Strands Evals launches multimodal judges to catch image hallucinations
New MLLM-as-a-Judge evaluators verify model outputs against source images automatically.
Strands today unveiled four new multimodal evaluators in its Strands Evals SDK, designed to verify image-to-text outputs against the source image. Text-only judges fail to ground responses in visual data: they might approve a hallucinated chart trend, an invented product label, or an ignored instruction. With Gartner predicting 80% of enterprise software will be multimodal by 2030 (up from under 10% in 2024), automated multimodal evaluation is critical. The new evaluators—Overall Quality, Correctness, Faithfulness, and Instruction Following—each send the image, query, response, and optional reference answer to an MLLM judge model on Amazon Bedrock. The judge returns a score (Likert 1–5 or binary) along with a reasoning string for debugging, enabling precise failure isolation.
These evaluators serve as drop-in replacements for text-only judges in Strands Evals' Case → Experiment → Report workflow and can be plugged into continuous integration to catch visual hallucinations automatically. They support both reference-based and reference-free evaluation with the same evaluator, and users can write custom multimodal rubrics for domain-specific criteria. The SDK also guides prompt-design choices that improved judge-to-human alignment in experiments, and lets developers choose a judge model on Amazon Bedrock balancing accuracy, cost, and latency. Use cases include image captioning, visual question answering, chart interpretation, document field extraction, OCR, and screenshot summarization. The evaluators are available now for Python 3.10+ with `pip install strands-agents-evals` and an AWS account with Bedrock access.
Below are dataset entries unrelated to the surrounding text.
PR #382, opened 2017-06-13
Add support for ephemeral keys

grey-stripe:
This adds the `EphemeralKey` resource to the bindings.  Currently, the only supported operations are creation and deletion.

Because Java is statically typed, we define a custom JSON deserializer `EphemeralKeyDeserializer` so that we can preserve the raw JSON so it can be passed back to the frontend.  Otherwise, any unrecognized fields would be lost by deserialization/reserialization.

These bindings do not have the same behavior regarding the API version as the other bindings.  The API version is set via the `RequestOptions` object, but the object's API version is copied from the globally configured `Stripe.apiVersion`, so we can't tell if an API version was explicitly specified on the `RequestOptions`.  I doubt this is worth changing the behavior for, so I've left it as-is, but we will still throw an `IllegalArgumentException` if the resulting API version is `null`.

### DIFF
--- a/src/main/java/com/stripe/model/EphemeralKey.java
+++ b/src/main/java/com/stripe/model/EphemeralKey.java
@@ -20,7 +20,7 @@ public class EphemeralKey extends APIResource implements HasId {
 	Boolean livemode;
 	String secret;
 	List<AssociatedObject> associatedObjects;
-    transient JsonObject rawJson;
+	transient JsonObject rawJson;
 
 	public String getId() {
 		return id;
@@ -95,7 +95,7 @@ public class EphemeralKey extends APIResource implements HasId {
 	public EphemeralKey delete()
 			throws AuthenticationException, InvalidRequestException,
 			APIConnectionException, CardException, APIException {
-        return delete((RequestOptions) null);
+		return delete((RequestOptions) null);
 	}
 
 	public EphemeralKey delete(RequestOptions options)
--- a/src/main/java/com/stripe/model/EphemeralKey.java
+++ b/src/main/java/com/stripe/model/EphemeralKey.java
@@ -89,6 +89,10 @@ public class EphemeralKey extends APIResource implements HasId {
 	public static EphemeralKey create(Map<String, Object> params, RequestOptions options)
 			throws AuthenticationException, InvalidRequestException,
 			APIConnectionException, CardException, APIException {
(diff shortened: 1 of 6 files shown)


src/main/java/com/stripe/model/EphemeralKey.java
```diff
@@ -0,0 +1,131 @@
...
+		return delete((RequestOptions) null);
+	}
+
+	public EphemeralKey delete(RequestOptions options)
+			throws AuthenticationException, InvalidRequestException,
+			APIConnectionException, CardException, APIException {
+		return request(RequestMethod.DELETE, instanceURL(EphemeralKey.class, this.id), null, EphemeralKey.class, options);
+	}
+
+	public static class AssociatedObject extends StripeObject {
```
brandur-stripe: So I think it's convention to have all models (even submodels) at the top level of the `model` package (for example, `EventData` and `ChargeOutcomeRule`). Just to keep inline with that pattern, I think we should rename this to something like `EphemeralKeyAssociatedObject`and put it there.

src/main/java/com/stripe/model/EphemeralKey.java
```diff
@@ -0,0 +1,131 @@
...
+
+	public List<AssociatedObject> getAssociatedObjects() {
+		return associatedObjects;
+	}
+
+	public void setAssociatedObjects(List<AssociatedObject> associatedObjects) {
+		this.associatedObjects = associatedObjects;
+	}
+
+	public JsonObject getRawJson() {
```
brandur-stripe: Hmm, I'm not too sure that we should export a GSON type as part of our public API. What do you think about making this a more opaque data type (like you did with `[]byte` in Go)?

brandur-stripe:
Left a couple comments, but looks largely good to me! Thanks.

grey-stripe:
I changed the raw JSON field to a string and moved `EphemeralKeyAssociatedObject` to its own file.

brandur-stripe:
Thanks!

Sorry for not calling this out earlier, but would you also mind adding a basic model test [in this style](https://github.com/stripe/stripe-java/blob/master/src/test/java/com/stripe/model/BalanceTransactionTest.java). It's a little hit or miss whether we have them right now, but I think this is roughly the direction that we should moving towards for testing (and away from live API calls), especially when we have custom deserializers.

PR #385, opened 2017-06-22
adding automatically generated build files

mrmcduff-stripe:
r? @brandur-stripe 
cc @teich-stripe 

Just showing how we can add gradle builds to our stripe-java repo. This _might_ work for travis too - I'll see when it runs.


brandur-stripe:
@mrmcduff-stripe Nice! Thanks for taking a shot at this!

I gotta say that even if the speed improvements aren't too different, just the more sane output alone might be a reason to switch. If you look at [a sample Gradle build](https://travis-ci.org/stripe/stripe-java/jobs/245986910) versus [a sample Maven build](https://travis-ci.org/stripe/stripe-java/jobs/245540804) they're ~1300 lines difference! (~200 vs. ~1500)

I guess a couple questions/notes:

* Would we safely be able to remove our `pom.xml` with this coming in?
* I'm not 100% sure we can kill Java 6, but it actually does seem somewhat plausible now that I look. It looks like < 0.5% of registered Java requests to the API over the last 24 hours were using it.
* Are there any other downsides to the change that we should know about?

mrmcduff-stripe:
you can remove the Pom, but we might need to come up with some version of the deploy.gradle script I have in stripe-android to ship your artifact (it actually generates a pom file and sends that to sonatype).

Otherwise the maven file would have no more affect on the build (provided you were inclined to build with gradle).

We can actually keep java 6 if we fall back to an earlier version of gradle (i think 3.5 still supports 6?), but then you lose the really cool command line interface that gradle 4.0 has.

This won't affect at all how our users would be able to import the artifact (they would still be free to use Maven). I'd have to google around some to figure out if there are any drawbacks that get to people.

brandur-stripe:
Thanks!

> Otherwise the maven file would have no more affect on the build (provided you were inclined to build with gradle).

Ah yeah. I guess the part that would concern me here is that you'd be sharing a lot duplicate information between `pom.xml` and `build.gradle`. That could lead to problems like where you update one but forget to update the other (for example). Overall it'd be preferable to just have one or the other, so I'd be curious to see if we could rig up something similar to your Android solution.

mrmcduff-stripe:
Update: keeping Java 6 would require going back to gradle 2.1.14

ob-stripe:
We removed support for Java 6 back in #383 + #395, so I took the liberty of rebasing and updating this PR.

I had to make a few changes to `.travis.yml` to work around a couple of issues with OpenJDK 7:
- use `dist: precise` to work around a TLS error: https://github.com/gradle/gradle/issues/2421
- use the `hosts` and `hostname` addons to work around a buffer overflow error: https://github.com/travis-ci/travis-ci/issues/5227#issuecomment-165131913

brandur-stripe:
Nice @olivierbellone :)

@mrmcduff-stripe @oliver-stripe Would one of you be willing to try and get this one across the finish line by finalizing any remaining items? It seems like the build's working now, but it'd be nice to (1) get the plumbing in to do new releases from Gradle, and (2) pull out the rest of the old Maven infrastructure. I don't think all this necessarily has to happen on PR, but ideally someone would be keeping an eye on making sure that we rolled the whole project through to completion.

mrmcduff-stripe:
@brandur-stripe -- I can schedule some time for this next week. I'm also on a thread with the folks from Gradle who mentioned that the publishing script in this PR should create a POM file that is functionally identical to the one we generate via Maven. My original concern was that a sub-file in the directory didn't appear with this script, but did via Maven, and I had no idea how to test whether or not that was the same (both worked with a sample project).

brandur-stripe:
> I can schedule some time for this next week. I'm also on a thread with the folks from Gradle who mentioned that the publishing script in this PR should create a POM file that is functionally identical to the one we generate via Maven. My original concern was that a sub-file in the directory didn't appear with this script, but did via Maven, and I had no idea how to test whether or not that was the same (both worked with a sample project).

Nice! That'd be great.

Yeah, I'm not sure about the different in subdirectory. I'm not sure I'd be worried about necessarily getting this before and after bit-perfect as long as Gradle's able to push an artifact that's valid and works as expected when people upgrade.

PR #387, opened 2017-06-27
Add parameters when calling `pay` on an invoice

ob-stripe:
r? @brandur-stripe
cc @stripe/api-libraries @ark-stripe

Users can now provide a `source` parameter when paying invoices, but the `pay` method currently does not let users provide any parameters. This PR fixes that.

Not a breaking change thanks to static typing.

### DIFF
--- a/src/main/java/com/stripe/model/Invoice.java
+++ b/src/main/java/com/stripe/model/Invoice.java
@@ -384,6 +384,12 @@ public class Invoice extends APIResource implements MetadataStore<Invoice>, HasI
 		return this.pay((RequestOptions) null);
 	}
 
+	public Invoice pay(Map<String, Object> params) throws AuthenticationException,
+			InvalidRequestException, APIConnectionException, CardException,
+			APIException {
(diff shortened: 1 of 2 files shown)


src/main/java/com/stripe/model/Invoice.java
```diff
@@ -488,7 +494,12 @@ public Invoice pay(String apiKey) throws AuthenticationException,
 	public Invoice pay(RequestOptions options) throws AuthenticationException,
```
brandur-stripe: I think maybe the one thing that we should do here is deprecate this usage since it's inconsistent with other method calls now. I'll take care of it in master.

brandur-stripe:
LGTM.

brandur-stripe:
Released as 5.6.0.

src/main/java/com/stripe/model/Invoice.java
ob-stripe: Great point. Thanks!

PR #1351, opened 2022-05-11
API Updates

richardm-stripe:
Codegen for openapi 7789931.
r? @richardm-stripe
cc @stripe/api-libraries

## Changelog
* Add support for `description` on `CheckoutSessionCreateParams.subscription_data`, `SubscriptionCreateParams`, `SubscriptionUpdateParams`, and `Subscription`
* Add support for `consent_collection`, `payment_intent_data`, `shipping_options`, `submit_type`, and `tax_id_collection` on `PaymentLinkCreateParams` and `PaymentLink`
* Add support for `customer_creation` on `PaymentLinkCreateParams`, `PaymentLinkUpdateParams`, and `PaymentLink`
* Add support for `metadata` on `SubscriptionSchedule.phases[]`, `SubscriptionScheduleCreateParams.phases[]`, and `SubscriptionScheduleUpdateParams.phases[]`
* Add support for new value `billing_portal.session.created` on enums `WebhookEndpointCreateParams.enabled_events[]` and `WebhookEndpointUpdateParams.enabled_events[]`

### DIFF
--- a/src/main/java/com/stripe/model/PaymentLink.java
+++ b/src/main/java/com/stripe/model/PaymentLink.java
@@ -61,6 +61,18 @@ public class PaymentLink extends ApiResource implements HasId, MetadataStore<Pay
   @SerializedName("billing_address_collection")
   String billingAddressCollection;
 
+  /** When set, provides configuration to gather active consent from customers. */
+  @SerializedName("consent_collection")
+  ConsentCollection consentCollection;
+
+  /**
+   * Configuration for Customer creation during checkout.
+   *
+   * <p>One of {@code always}, or {@code if_required}.
+   */
+  @SerializedName("customer_creation")
+  String customerCreation;
+
   /** Unique identifier for the object. */
   @Getter(onMethod_ = {@Override})
   @SerializedName("id")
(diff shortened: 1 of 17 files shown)


src/main/java/com/stripe/model/PaymentLink.java
```diff
@@ -119,13 +135,29 @@ public class PaymentLink extends ApiResource implements HasId, MetadataStore<Pay
   @SerializedName("shipping_address_collection")
   ShippingAddressCollection shippingAddressCollection;
 
+  /** The shipping rate options applied to the session. */
+  @SerializedName("shipping_options")
+  List<PaymentLink.ShippingOption> shippingOptions;
```
remi-stripe, line 140: Why is there a prefix here? Isn't it the default to use the local inner class?

richardm-stripe, line 140: This is fine even though it's not dequalified.

remi-stripe (approved):
Left one question but I don't think it prevents merging

src/main/java/com/stripe/model/PaymentLink.java
richardm-stripe: The generator apparently derps when the reference is inside a type parameter. Harmless but worth fixing because it makes the eyeball test more reliable.

PR #1355, opened 2022-05-20
Use github.actor as GRGIT_USER

pakrym-stripe:
Attempt to fix docs publishing error. 

We were using GITHUB_TOKEN as GRGIT_USER but I think we need to have both the username and the password.


dcr-stripe (approved):
LGTM!

PR #1361, opened 2022-05-23
Fix version update script and the version in README.md

pakrym-stripe:
We were accidentally stripping the quote.


dcr-stripe (approved):
LGTM, thank you for fixing!

Issue #1364, opened 2022-05-26
Missing test helpers methods in ReceivedCredits and ReceivedDebits


kamil-stripe:
### Describe the bug

Currently released stripe-java library misses two test helper methods matching following URLs:
* POST /v1/test_helpers/treasury/received_credits
* POST /v1/test_helpers/treasury/received_debits

Objects and methods missing in our Java code:
* ReceivedCredit.getTestHelpers()
* ReceivedCredit.TestHelpers
* ReceivedDebit.getTestHelpers()
* ReceivedDebit.TestHelpers

We're still working to fix that omission.

### To Reproduce

```
ReceivedCreditCreateParams params =
  ReceivedCreditCreateParams.builder().build();

ReceivedCredit receivedCredit = ReceivedCredit.create(params);
```

### Expected behavior

The call above simulates a test mode received credit initiated by a third party.

### OS

N/A

### Java version

Java 8+

### stripe-java version

20.123.0

### API version

2020-08-27

PR #1367, opened 2022-06-01
Add treasury test helpers

pakrym-stripe:
Fixes: https://github.com/stripe/stripe-java/issues/1364

## Changelog
* Add support for `create` test helper on `ReceivedCredit`.
* Add support for `create` test helper on `ReceivedDebit`.
* Deprecates the ability to directly create instances of inner `TestHelper` classes.


dcr-stripe (approved):
LGTM, though let's put more in this PR description using the standard changelog format. Specifically, we're adding support for new test helpers + deprecating an access pattern.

- Four evaluators target distinct failure modes: Overall Quality, Correctness, Faithfulness, and Instruction Following.
- MLLM judge models on Amazon Bedrock score outputs against the source image, returning a score and reasoning string.
- Supports both reference-based and reference-free evaluation, plus custom rubrics for domain-specific criteria.
Why It Matters
Automates detection of visual hallucinations and factual errors in multimodal apps, replacing costly human review and unreliable text-only proxies.